# Welche OpenGL-Version soll ich verwenden?



## TheBambey (23. Dez 2013)

Guten Abend liebe Community,
ich bin davor ein 3D-Indi-Sandbox-Game zu programmieren, aber ich weiß nicht welche OpenGL-Version ich verwenden soll. Welche wird von den meisten Grafikkarten unterstützt, ist die leistungsstärkste und hat die wichtigsten Funktionen (wie Transparenz (von 0.0 bis 100.0%), Alpha, Bewegung von Texturen, Schatten, usw)? Es wäre nett, wenn ihr dazu gleich ein Link zum Download der API mitsendet. Danke


----------



## TheBambey (23. Dez 2013)

Ich würde zudem eigentlich gerne OpenGL 4.4 verwenden, da es ziemliche Fortschritte gemacht hat und die neuen NVIDIA- und ATI-Treiber diese auch unterstützten.


----------



## jemandzehage (26. Dez 2013)

Moin,

Alles was du dir an Anforderungen gestellt hast ist ab openGL 1.1 realisierbar.

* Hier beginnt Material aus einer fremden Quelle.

PR #39310, opened 2025-10-07
Chore/projects pagination part 01

joshenlim:
## Context

Ongoing efforts to use the paginated projects endpoint, this PR deprecates the use of the old `useProjectsQuery` in the following places:

- `RouteValidationWrapper.tsx`
- Account Audit Logs
- Organization Audit Logs
- Organization Card (In the organizations home page - data is just to show the project counts)
- New project page

## Other changes:

- Renamed the existing `projects-infinite-query` to `org-projects-infinite-query`, so that we can implement another `projects-infinite-query` which retrieves all projects from a user (Used in account audit logs)
- Added some padding to organizations home page to reduce layout shift between organizations home page and organization home page (the one that shows the list of projects for a selected org)
- For organization audit logs, i've set `enabled` on GET organizations, roles, projects to be waiting on `isLoading` and `error` from the Audit logs request (reckon we don't need to fetch those data if the org doesn't have access to audit logs to begin with)

## To test

- [ ] Verify that RouteValidationWrapper logic is correct, and that you (1) can access projects you're in (2) cannot access projects you're not in
- [ ] Account + Organization audit logs can filter logs by selected project
  - Just FYI there's a known bug that I've left a comment for whereby the selected projects disappear from the label when doing async search, will address that separately as it involved several changes that's not related to this topic
- [ ] Verify that you can still create a new project
- [ ] Verify that you can see the project counts on each organization card in the organizations home page


apps/studio/components/interfaces/Account/AuditLogs.tsx
```diff
@@ -88,6 +105,13 @@ const AuditLogs = () => {
               valueKey="ref"
               activeOptions={filters.projects}
               onSaveFilters={(values) => setFilters({ ...filters, projects: values })}
+              search={search}
```
ivasilov, line 108: 2 issues:
- there's no loading indicator
- when filtering, the project name is lost somehow from the log rows (EDIT: saw it in description, it's known)

https://github.com/user-attachments/assets/98be0648-89bc-4104-8446-03f14f55a454

ivasilov (approved):

PR #39318, opened 2025-10-07
Fix org usage hidden UI

joshenlim:
## Context

Tiny fix in org usage page

## Before

image

## After

image


kemaldotearth (approved):
Not sure why `overflow-hidden` broke this, but :shipit: !

PR #39324, opened 2025-10-07
feat: add iceberg (analytics bucket) destination in UI

imor:
This PR adds the iceberg (analytics bucket) destination type to the UI.

image

image

Accompanying API PR: https://github.com/supabase/infrastructure/pull/26282


apps/studio/components/interfaces/Database/Replication/DestinationPanel.tsx
```diff
@@ -283,16 +426,72 @@ export const DestinationPanel = ({
...
+    if (editMode) return
+
+    if (
+      selectedType === 'Analytics Bucket' &&
+      warehouseName &&
+      namespace &&
+      projectRef &&
+      (!s3Keys || s3Keys.bucketName !== warehouseName)
+    ) {
+      const createKeys = async () => {
```
joshenlim: any reason why we're doing this in a useEffect? I'd rather keys be created in the onSubmit handler instead as this creates a new set of keys each time the type is changed

joshenlim: i'm also running into an error here - but there's no network request getting triggered so there's something on the client side triggering this error
image

apps/studio/components/interfaces/Database/Replication/DestinationPanel.tsx
```diff
@@ -283,16 +426,72 @@ export const DestinationPanel = ({
...
+        try {
+          const { snakeCase } = await import('lodash')
```
joshenlim: any reason why we're importing this way? could just import at the top of the page, i think this might be what's causing the client side error actually

apps/studio/components/interfaces/Database/Replication/DestinationPanel.tsx
```diff
@@ -283,16 +426,72 @@ export const DestinationPanel = ({
...
+            }
+            setS3Keys(newS3Keys)
+
+            // Update form fields directly without resetting the entire form
+            form.setValue('s3AccessKeyId', newS3Keys.accessKey)
+            form.setValue('s3SecretAccessKey', newS3Keys.secretKey)
+          }
+        } catch (error) {
+          console.error('Failed to create S3 access keys:', error)
+          toast.error('Failed to create S3 access keys')
```
joshenlim: generally we should always float the error message up to the UI so users can understand why it failed

joshenlim (approved):
Verified on staging preview but I'd recommend checking through / tested once more on the staging preview before merging as I made quite a number of changes 🙏

apps/studio/components/interfaces/Database/Replication/NewPublicationPanel.tsx
```diff
@@ -171,4 +171,4 @@ const NewPublicationPanel = ({ visible, sourceId, onClose }: NewPublicationPanel
   )
 }
 
-export default NewPublicationPanel
+export { NewPublicationPanel }
```
joshenlim: could just export the component directly up top

apps/studio/components/interfaces/Database/Replication/DestinationPanel/DestinationPanelFields.tsx
```diff
@@ -0,0 +1,500 @@
...
+      enabled: type === 'Analytics Bucket' && !!catalogUri && !!warehouseName && !!serviceApiKey,
+    }
+  )
+
+  const { mutateAsync: createNamespace, isLoading: isCreatingNamespace } =
+    useIcebergNamespaceCreateMutation({
+      onSuccess: () => {
+        refetchNamespaces()
+      },
+    })
```
joshenlim: do we need this? we aren't creating name spaces here right?

joshenlim: removed this, as well as isCreatingNamespace usage

joshenlim (approved):
Double approve!

PR #39363, opened 2025-10-08
Add perms check for storage migration callout

joshenlim:
## Context

As per PR title - just adding permissions checking for the storage migration callout (which is equivalent to the perms for updating storage config). Will show a tooltip with the button disabled if the user doesn't have sufficient perms

image


alaister (approved):
LGTM!

PR #39364, opened 2025-10-08
Mitigate SQL Editor "Unable to find snippet" issue

joshenlim:
## Context

We've been receiving multiple reports of users running into "Unable to find snippet ID..." errors in the SQL Editor after typing for a bit.
image

## Investigation
- This _may_ very well be due to the replication lag problems that dashboard has been facing, but I noticed there's some inefficiencies on the dashboard that we can improve on
- Noticed that lodash's `debounce` in `MonacoEditor` wasn't working as expected ([ref](https://github.com/supabase/supabase/blob/master/apps/studio/components/interfaces/SQLEditor/MonacoEditor.tsx#L165))
  - If you add a `console.log` in `setSql` in the `sql-editor-v2` valtio store, it's getting triggered even if I'm continuously typing ([ref](https://github.com/supabase/supabase/blob/master/apps/studio/state/sql-editor-v2.ts#L118))
  - I'm not too sure why this is happening to be very honest, and I haven't checked in other parts of the dashboard that we're using lodash's `debounce`
- The fact that we're trying to save the snippet once the user starts typing is also probably what's causing the issue ([ref](https://github.com/supabase/supabase/blob/master/apps/studio/components/interfaces/SQLEditor/MonacoEditor.tsx#L186))

## Changes involved
- Opting to use `useDebounce` instead with a local state to track the input from the MonacoEditor
  - We then have a `useEffect` depending on the debounced value to fire `setSql`
- In `handleEditorChange`, opting to _not_ upsert the snippet to the DB immediately when creating a new snippet
  - Let debounce handle the snippet saving which I think makes more sense
- With these changes at the very least, users won't run into the "Unable to find snippet" error _while_ typing, but after the debounce

## To test
Understandably this doesn't happen all the time, especially locally but probably just good to verify running queries on a "New" tab that everything works as expected. Do this multiple times just to stress test things

## What else we might be able to do
- Another idea that i'm thinking on exploring in this PR as well, is the error handling itself
- e.g if fetching content from a "new" snippet and it errors out, don't block the UI - show a toast or silently try again in the background
- but I'll need to figure out how to differentiate that from an actual non-existing snippet

### DIFF
--- a/apps/studio/components/interfaces/SQLEditor/MonacoEditor.tsx
+++ b/apps/studio/components/interfaces/SQLEditor/MonacoEditor.tsx
@@ -1,8 +1,8 @@
 import Editor, { Monaco, OnMount } from '@monaco-editor/react'
-import { debounce } from 'lodash'
 import { useRouter } from 'next/router'
-import { MutableRefObject, useEffect, useRef } from 'react'
+import { MutableRefObject, useEffect, useRef, useState } from 'react'
 
+import { useDebounce } from '@uidotdev/usehooks'
 import { LOCAL_STORAGE_KEYS, useParams } from 'common'
 import { useLocalStorageQuery } from 'hooks/misc/useLocalStorage'
 import { useSelectedProjectQuery } from 'hooks/misc/useSelectedProject'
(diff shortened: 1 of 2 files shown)


charislam (approved):
tested as described

PR #39379, opened 2025-10-08
fix(studio): dynamic size for query perf time consumed col

kemaldotearth:

YES

This adds a dynamic resizing for when there's overflow data in the time consumed column.

| Before | After |
|--------|--------|
| Screenshot 2025-10-08 at 22 07 35 | Screenshot 2025-10-08 at 22 21 54 |


apps/studio/components/interfaces/QueryPerformance/QueryPerformanceGrid.tsx
```diff
@@ -38,6 +38,30 @@ interface QueryPerformanceGridProps {
   queryPerformanceQuery: DbQueryHook<any>
 }
 
+const calculateTimeConsumedWidth = (data: any[]) => {
```
jordienr: is it possible to use the type here? If not we should validate the rows before trying to access the properties, so that it doesn't crash if something unexpected is returned from the API.

jordienr (changes requested):

jordienr (approved):

PR #39384, opened 2025-10-09
Add hide/show anon key button to edge function details page

joshenlim:
## Context

Adds a "Hide/show anon key" button in Edge Function details page that'll toggle the visibility of the anon key in the code block. Defaults to hidden at the beginning which will be helpful if the user is screen sharing 

image

Separately, also removed `react-copy-to-clipboard` package dependency - swapped out to use our `copyToClipboard` util method instead

## For Design team:
JFYI i've also updated the `CodeBlock` and `SimpleCodeBlock` components to support an optional `handleCopy` prop, which will be called instead of the internal copy method within the component if provided. 

This is mainly to support copying content with obfuscated values when displayed in the UI, but you'd want the actual values to be in the copied content (such as in this case, the anon key is obfuscated in the UI but you'd want the key's value to not be obfuscated when copying the code content)

Although separately, wondering if we should / could de-dupe the `CodeBlock` and `SimpleCodeBlock` components as well - we'd possibly be able to remove some package dependency as well since both these components I think serve the same purpose but are using different libraries for syntax highlighting

## To test

- [ ] Verify that you can hide / show anon key in the edge functions details page
- [ ] Verify that when you copy the curl value in the "Invoke function" while key is hidden, the copied value will contain the actual key value


dnywh (approved):
Can confirm:

> - [x] Verify that you can hide / show anon key in the edge functions details page
> - [x] Verify that when you copy the curl value in the "Invoke function" while key is hidden, the copied value will contain the actual key value

Looks good! Will leave broader design feedback elsewhere.

PR #39386, opened 2025-10-09
Chore/consolidate copy icons

joshenlim:
## Context

This just consolidate all icons for "Copy" actions to use the Copy icon instead of the Clipboard icon

Also addresses a separate issue in the Product Menu -> The background color of the `Menu.Item` in light mode when `active` has barely any differentiation (if any?) against the background color of the side panel (with `bg-surface-200`). Opting to use `bg-surface-400` in light mode when active but i reckon we might need to revisit the light mode colors nonetheless

## Before
image

## After
image

### DIFF
--- a/packages/ui/src/lib/theme/defaultTheme.ts
+++ b/packages/ui/src/lib/theme/defaultTheme.ts
@@ -1189,7 +1189,7 @@ export default {
             group-hover:border-foreground-muted`,
           active: `
             font-semibold
-            bg-sidebar-accent dark:bg-surface-200
+            bg-sidebar-accent
             text-foreground-lighter
             z-10 rounded-md
           `,
--- a/packages/ui/src/lib/theme/defaultTheme.ts
+++ b/packages/ui/src/lib/theme/defaultTheme.ts
@@ -1182,20 +1182,16 @@ export default {
           rounded: `rounded-md`,
         },
         pills: {
-          base: `
-            px-3 py-1
-          `,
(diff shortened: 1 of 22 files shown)


packages/ui/src/lib/theme/defaultTheme.ts
```diff
@@ -1191,7 +1191,7 @@ export default {
             group-hover:border-foreground-muted`,
           active: `
             font-semibold
-            bg-surface-200
+            bg-surface-400 dark:bg-surface-200
```
dnywh: Thoughts on using the same `active:bg-sidebar-accent` as the root sidebar?

This seems noticeably darker than what’s currently in prod ...which I just noticed is also not using the same background color as the root sidebar!

- `active:bg-sidebar-accent` seems to map to `rgb(237, 237, 237);`
- Selected item on ‘inner’ sidebar maps to:
  - `rgb(243, 243, 243);` on prod
  - `#e5e5e5` on this PR

 | Before | After |
| --- | --- |
| Image | Image |

Anyway, the bigger issue for me here—as a daily light mode user—is that this feels too dark. I didn’t have a problem with the currently-in-prod grey, and it seems that using the root sidebar tint (which is darker) might fix both things?

joshenlim: ohhhh that sounds better! yup +1 😄

dnywh (approved):
Looks good!

PR #39392, opened 2025-10-09
[FE-1926] chore: show sign in error

alaister:
Currently errors while signing in result in an ephemeral toast. For example:
Screenshot 2025-10-09 at 17 27 42

This PR adds an inline error message along with actions that the user can take:
Screenshot 2025-10-09 at 17 27 28

To test:

- [ ] Ensure sign in works as normal (happy path)
- [ ] Test error message actions. You can fake an error while logged out by visiting a path like: `/sign-in-mfa?error=server_error&error_code=unexpected_failure&error_description=Error+getting+user+email+from+external+provider&method=snapchat&returnTo=%2Forganizations#error=server_error&error_code=unexpected_failure&error_description=Error+getting+user+email+from+external+provider`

Um einige Sachrn schicker zu machen (Bsp Shader) brauchst du opengl 2.0. prinzipiell kannst du aber davon ausgehen, dass alle Leute die so ein Spiel spielen werden opengl 3.3 unterstützen. Dort hast du bereits zugriff auf den geometry shader und vielen weiteren Schnickschnack, den du höchstwahrscheinlich nicht brauchen wirst. Du kannst natürlich auch einfach die Anforderung für dein Programm auf opengl 4.4 setzen wenn du einige Dinge nur dann realisieren kannst. 
Da Java keinen nativen Support für opengl bietet, musst du dir selber eine API suchen. Entweder lwjgl (mein Favorit) oder jogl (das wird aber glaube ich nicht weiter entwickelt). Links und Installationsanleitungen findest du für beides bei google. 

Grüße


----------